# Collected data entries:
--*--

PR #5075, opened 2026-09-03
feat(cfg): compile protobuf and implement config serialization

PranjalC100:
### Description
`cfg/config.proto` defines the telemetry schema and privacy scrubbing rules for GCSFuse configuration flags. 
At runtime, GCSFuse will log its active mount configuration to Bigstore telemetry via User-Agent headers without leaking sensitive paths or PII.

This PR implements the runtime serialization layer that bridges the in-memory configuration (`cfg.Config`) with the protobuf schema (`pb.Config`):

* **Compiled Proto Bindings (`cfg/pb/config.pb.go`)**: Compiles `cfg/config.proto` into Go protobuf structs using `sint64` (ZigZag encoding) to minimize wire size for default/negative sentinels.
* **Envelope Message (`UserAgentConfig`)**: Wraps `pb.Config` inside an outer `UserAgentConfig` message envelope.
* **Runtime Serialization (`cfg/config_proto.go`)**:
  * `(config *Config) ToProto() *pb.Config`: Transforms the active runtime config into the sanitized `pb.Config`.
  * `(config *Config) SerializeConfigToProtoBase64() (string, error)`: Wraps `pb.Config` into `pb.UserAgentConfig`, marshals it, and encodes it into a URL-safe unpadded Base64 string (`base64.RawURLEncoding`).
* **Zero-Setup Codegen (`buf.gen.yaml` & `main.go`)**: Uses `buf generate` running directly via `go run github.com/bufbuild/buf/cmd/buf@v1.50.0 generate` and `protoc-gen-go@v1.36.12` without requiring any local C++ `protoc` installation or setup scripts.

---

#### Manual Changes
| File | Description |
| :--- | :--- |
| `buf.gen.yaml` | Buf configuration for compiling `cfg/config.proto` using pure-Go `protoc-gen-go`. |
| `main.go` | Adds `//go:generate` directive for `buf generate`. |
| `tools/config-gen/main.go` | Registers `config_proto_mapper` template in the config-gen pipeline. |
| `tools/config-gen/type_template_data_gen.go` | Implements `computeProtoMappings` for Go accessors, `sint64` numeric mappings, and whitelisted strings (`machine-type`, `profile`). |
| `tools/config-gen/type_template_data_gen_test.go` | Unit tests for proto mapping logic and whitelisted fields. |
| `tools/config-gen/templates/config_proto.tpl` | Protobuf schema template defining `UserAgentConfig` envelope and `Config`. |
| `tools/config-gen/templates/config_proto_mapper.tpl` | Template for `cfg/config_proto.go` (`ToProto` and `SerializeConfigToProtoBase64`). |
| `cfg/config_proto_test.go` | Table-driven unit tests verifying nil-safety, all data types & PII scrubbing rules (`ToProto`), and valid URL-safe Base64 regex format (`SerializeConfigToProtoBase64`). |

#### Autogenerated Files
| File | Description |
| :--- | :--- |
| `cfg/config.proto` | Generated Protobuf schema. |
| `cfg/pb/config.pb.go` | Protobuf Go structs compiled from `cfg/config.proto` via `buf generate`. |
| `cfg/config_proto.go` | Runtime serialization engine implementing `ToProto` and `SerializeConfigToProtoBase64`. |

---

### Link to Issue
[558660838](https://buganizer.corp.google.com/issues/558660838)

---

### Testing Details
* **Unit Tests (`./cfg/...`)**: Passed
* **Generator Unit Tests (`./tools/config-gen/...`)**: Passed


main.go
```diff
@@ -40,6 +40,8 @@ func logPanic() {
 // Refer https://go.dev/blog/generate for details.
 //
 //go:generate go run -C tools/config-gen . --paramsFile=../../cfg/params.yaml --outDir=../../cfg --templateDir=templates
+//go:generate protoc --go_out=. --go_opt=module=github.com/googlecloudplatform/gcsfuse/v3 cfg/config.proto
+//go:generate go fmt ./cfg/...
```
kislaykishore, line 44: We currently format as part of the `make generate` build rule. You can get rid of this statement.

tools/config-gen/templates/config_proto_mapper.tpl
```diff
@@ -0,0 +1,56 @@
...
+	return &pb.Config{
+	{{- range .ProtoMappings}}
+		{{.ProtoFieldName}}: {{.GoExpression}},
+	{{- end}}
+	}
+}
+
+// SerializeConfigToProtoBase64 maps the given Config to its flat Protobuf representation,
+// marshals it using proto3 binary encoding, and encodes it into URL-safe Base64 without padding.
+func SerializeConfigToProtoBase64(config *Config) (string, error) {
```
kislaykishore, line 44: How about we make these methods part of the config struct? It'll be more ergonomic to execute config.ToProto() or config.SerializeConfigToProtoBase64.
```suggestion
func (config *Config) SerializeConfigToProtoBase64() (string, error) {
```

cfg/config_proto_test.go
```diff
@@ -0,0 +1,209 @@
...
+
+	protoConfig := ToProto(&config)
+	require.NotNil(t, protoConfig)
+
+	m := protoConfig.ProtoReflect()
+	fields := m.Descriptor().Fields()
+	require.Greater(t, fields.Len(), 0, "expected proto fields in descriptor")
+
+	var unsetFields []string
+	for i := 0; i < fields.Len(); i++ {
```
kislaykishore, line 201: Modernize.
```suggestion
	for i := range fields.Len() {
```

cfg/config_proto_test.go
```diff
@@ -0,0 +1,209 @@
...
+	"google.golang.org/protobuf/proto"
+)
+
+func TestToProto_Nil(t *testing.T) {
+	assert.Nil(t, ToProto(nil))
+}
+
+func TestSerializeConfigToProtoBase64_Nil(t *testing.T) {
+	str, err := SerializeConfigToProtoBase64(nil)
+	assert.NoError(t, err)
```
kislaykishore, line 35: Add blank lines between Arrange, Act and assert blocks.
```suggestion
	assert.NoError(t, err)
	
```

cfg/config_proto_test.go
```diff
@@ -0,0 +1,209 @@
...
+			ClientProtocol:    "http1",
+			HttpClientTimeout: 30 * time.Second,
+		},
+	}
+
+	encoded, err := SerializeConfigToProtoBase64(config)
+	require.NoError(t, err)
+	assert.NotEmpty(t, encoded)
+
+	decodedBytes, err := base64.RawURLEncoding.DecodeString(encoded)
```
kislaykishore, line 139: This is a cyclic test - the method `DecodeString` is testing itself. Tomorrow, if DecodeString's implementation becomes buggy, this method would still succeed. Instead, let's use actual bytes for your asserts.

cfg/config_proto_test.go
```diff
@@ -0,0 +1,209 @@
...
+// converts it to pb.Config, and uses Protobuf reflection to ensure every generated field in pb.Config
+// has received a non-zero value.
+func TestToProto_AutomatedReflection(t *testing.T) {
+	var config Config
+	populateNonZero(reflect.ValueOf(&config).Elem())
+
+	protoConfig := ToProto(&config)
+	require.NotNil(t, protoConfig)
+
+	m := protoConfig.ProtoReflect()
```
kislaykishore, line 196: This test is complicated with the use of reflection. A test should be readable and should have as little logic as possible. I would recommend we just test for all data-types once instead of having such a test that populates every field in the configuration. Because if you do the latter, who is going to test the test's logic!

.github/workflows/ci.yml
```diff
@@ -48,6 +48,10 @@ jobs:
         go-version-file: '.go-version'
     - name: Install goimports
       run: go install golang.org/x/tools/cmd/goimports@latest
+    - name: Install Protoc & protoc-gen-go
+      run: |
+        sudo apt-get update && sudo apt-get install -y protobuf-compiler
+        go install google.golang.org/protobuf/cmd/protoc-gen-go@v1.36.12
```
kislaykishore, line 54: Do we need to make corresponding changes in CD pipeline as well?

.github/workflows/ci.yml
```diff
@@ -48,6 +48,10 @@ jobs:
         go-version-file: '.go-version'
     - name: Install goimports
       run: go install golang.org/x/tools/cmd/goimports@latest
+    - name: Install Protoc & protoc-gen-go
+      run: |
+        sudo apt-get update && sudo apt-get install -y protobuf-compiler
```
kislaykishore, line 53: We need to ensure that the protobuf-compiler is also pinned to a specific version. Otherwise, as the protobuf-compiler version changes in future Ubuntu versions, the formatting and imports check will begin to fail.
Perhaps using a docker/podman image both on our dev machines as well as in the CI/CD pipelines might be the way to get the version pinned.

main.go
PranjalC100: ACK.

.github/workflows/ci.yml
PranjalC100: Verified that GCSFuse CD pipeline only runs `build_gcsfuse` (`go build`) against the checked-in source code and does not run go generate or formatting checks.

.github/workflows/ci.yml
PranjalC100: Adding a shared script (`tools/scripts/install_proto_tools.sh`) used by both local development (`make generate`) and CI (`ci.yml`) that automatically downloads and pins both `protoc (v36.1)` and `protoc-gen-go (v1.36.12)`, so developers and CI always use the exact same versions without worrying about local setup or Ubuntu upgrades.

cfg/config_proto_test.go
PranjalC100: ACK.

cfg/config_proto_test.go
PranjalC100: ACK.

cfg/config_proto_test.go
PranjalC100: Removed `populateNonZero` and `TestToProto_AutomatedReflection` and replaced them with a table-driven `TestToProto_AllDataTypes`. It explicitly tests each data type (bool, int64, Octal, float64, Duration, enums, and PII-scrubbed strings/paths/slices) using proto.Equal.

cfg/config_proto_test.go
PranjalC100: Replaced the cyclic `config.ToProto()` comparison with a table-driven test asserting against exact expected `protobuf wire bytes ([]byte)` and expected `Base64 strings`.

tools/config-gen/templates/config_proto_mapper.tpl
PranjalC100: Updated `config_proto_mapper.tpl` and regenerated `cfg/config_proto.go` so both are **receiver methods** on `Config (config.ToProto()` and `config.SerializeConfigToProtoBase64()`

cfg/config_proto_test.go
```diff
@@ -0,0 +1,236 @@
...
+
+	for _, tc := range testCases {
+		t.Run(tc.name, func(t *testing.T) {
+			encoded, err := tc.config.SerializeConfigToProtoBase64()
+
+			require.NoError(t, err)
+			assert.Equal(t, tc.expectedBase64, encoded)
+			assert.NotContains(t, encoded, "=")
+			assert.NotContains(t, encoded, "+")
+			assert.NotContains(t, encoded, "/")
```
kislaykishore, line 219: Why not just ensure that `expectedBase64` doesn't contain "=" and other symbols?
```suggestion
```

cfg/config_proto_test.go
```diff
@@ -0,0 +1,236 @@
...
+
+			decodedBytes, err := base64.RawURLEncoding.DecodeString(encoded)
```
kislaykishore, line 221: Test should ensure a single thing - let's split this into three different subtests

tools/scripts/install_proto_tools.sh
kislaykishore, line 1: Could you check out `buf` for proto-generation? That will remove the requirement of installing `protoc`. Refer: https://github.com/bufbuild/buf

cfg/config_proto_test.go
PranjalC100: Okay will check that `tc.expectedBase64` consists only of the characters permitted in `base64.RawURLEncoding`.

cfg/config_proto_test.go
PranjalC100: Done as per discussion.

cfg/config_proto_test.go
```diff
@@ -0,0 +1,247 @@
...
+			})
+
+			t.Run("DecodedBytes", func(t *testing.T) {
+				encoded, err := tc.config.SerializeConfigToProtoBase64()
+				require.NoError(t, err)
+
+				decodedBytes, err := base64.RawURLEncoding.DecodeString(encoded)
+
+				require.NoError(t, err)
+				assert.Equal(t, tc.expectedBytes, decodedBytes)
```
kislaykishore, line 228: This is flaky - proto serialization is not always deterministic. So, SerializeConfigToProtoBase64() might produce different results and that'll lead to different bytes generated by `DecodeString`. I guess we should get rid of this test.

.github/workflows/ci.yml
PranjalC100: Switched to `pure-Go buf (v1.50.0)` and `protoc-gen-go@v1.36.12` via go run in //go:generate, completely removing OS protoc dependencies while strictly pinning compiler versions across all environments.

cfg/config_proto_test.go
PranjalC100: ACK. Removed this test.

cfg/config.proto
```diff
@@ -21,6 +21,10 @@ package gcsfuse.cfg.v1;
 
 option go_package = "github.com/googlecloudplatform/gcsfuse/v3/cfg/pb";
 
+message UserAgentConfig {
```
kislaykishore:
```suggestion
message ConfigPayload {
```

tools/config-gen/type_template_data_gen_test.go
```diff
@@ -126,3 +126,104 @@ func TestConstructTypeTemplateData(t *testing.T) {
 	require.Len(t, loggingMsg.Fields, 1)
 	assert.Equal(t, "Severity", loggingMsg.Fields[0].FieldName)
 }
+
+func TestComputeProtoMappings(t *testing.T) {
+	params := []Param{
```
kislaykishore: Please include the expected "Go expression" and field names in the test table as well so that output and inputs are together. This will make the test more readable.

tools/config-gen/type_template_data_gen.go
```diff
@@ -70,6 +70,78 @@ func computeProtoFields(params []Param) []protoFieldTemplateData {
...
+	ProtoFieldName string
+	GoExpression   string
+	ProtoTag       int
+}
+
+func computeProtoMappings(params []Param) ([]protoMappingTemplateData, error) {
+	mappings := make([]protoMappingTemplateData, 0, len(params))
+	for _, p := range params {
+		if p.ConfigPath == "" || p.ProtoFieldName == "" || p.ProtoType == "" {
+			continue
```
kislaykishore, line 83: Should we throw validation errors if a param is not deprecated and yet protofieldname or prototype are blanks?

cfg/config.proto
PranjalC100: ACK.

tools/config-gen/type_template_data_gen.go
PranjalC100: We actually already guarantee this upstream in [parser.go](https://github.com/GoogleCloudPlatform/gcsfuse/blob/master/tools/config-gen/parser.go#L229). All non-deprecated params are validated to have a ConfigPath, which in turn ensures [populateProtoMetadata()](https://github.com/GoogleCloudPlatform/gcsfuse/blob/master/tools/config-gen/parser.go#L129) will assign their **ProtoFieldName** and **ProtoType**. 

The continue here safely skips legacy deprecated flags (which intentionally have no ConfigPath), but an active param will never have blank proto metadata at this stage.

tools/config-gen/type_template_data_gen_test.go
PranjalC100: Converted the tests in this file to table-driven format, containing both input & output/expected values.

tools/config-gen/type_template_data_gen_test.go
```diff
@@ -111,18 +170,153 @@ func TestConstructTypeTemplateData(t *testing.T) {
...
+
+	mappings, err := computeProtoMappings(params)
+
+	require.NoError(t, err)
+	require.Len(t, mappings, 7)
+	mappingIdx := 0
+	for _, tc := range testCases {
+		if tc.isSkipped {
+			continue
+		}
```
kislaykishore: What are we testing by skipping the test case? If it's to verify that it is successfully ignored then let's have a separate test for that e.g.

```
func TestDeprecatedParam(t *testing.T) {
  mappings, err := computeProtoMappings([]Param{
				FlagName:       "deprecated-flag",
				ConfigPath:     "",
				Type:           "bool",
				ProtoType:      "",
				ProtoFieldName: "",
				ProtoTag:       0,
			})
  require.NoError(t, err)
  
  assert.Empty(t, mappings) 
}
```

tools/config-gen/type_template_data_gen_test.go
```diff
@@ -111,18 +170,153 @@ func TestConstructTypeTemplateData(t *testing.T) {
...
+		assert.Equal(t, tc.expectedProtoFieldName, mappings[mappingIdx].ProtoFieldName)
+		assert.Equal(t, tc.expectedGoExpression, mappings[mappingIdx].GoExpression)
+		assert.Equal(t, tc.expectedProtoTag, mappings[mappingIdx].ProtoTag)
+		mappingIdx++
+	}
```
kislaykishore: Tests should be minimal and focussed [go/tott/319](https://goto.google.com/tott/319). Get rid of the expectedProtoTag as well since it's always the same as ProtoTag. Same comment for `TestComputeProtoFields` as well.

```suggestion
	for _, tc := range testCases {
	    mappings, err := computeProtoMappings([]{tc.param})
	    require.Len(t, mappings, 1)
	    
	    mapping = mappings[0]
		assert.Equal(t, tc.expectedProtoFieldName, mapping.ProtoFieldName)
		assert.Equal(t, tc.expectedGoExpression, mapping.GoExpression)
		assert.Equal(t, tc.expectedProtoTag, mapping.ProtoTag)
	}
```

tools/config-gen/type_template_data_gen_test.go
PranjalC100: Done! Refactored the table tests to focus strictly on single-param mappings and moved the deprecated flag checks into dedicated unit tests.

tools/config-gen/type_template_data_gen_test.go
PranjalC100: Done!

kislaykishore (approved):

--*--

# About this exercise:
Take the lines above from the first through the one containing "This PR implements" and reproduce them exactly; include nothing else.

# Reply:
PR #5075, opened 2026-09-03
feat(cfg): compile protobuf and implement config serialization

PranjalC100:
### Description
`cfg/config.proto` defines the telemetry schema and privacy scrubbing rules for GCSFuse configuration flags. 
At runtime, GCSFuse will log its active mount configuration to Bigstore telemetry via User-Agent headers without leaking sensitive paths or PII.

This PR implements the runtime serialization layer that bridges the in-memory configuration (`cfg.Config`) with the protobuf schema (`pb.Config`):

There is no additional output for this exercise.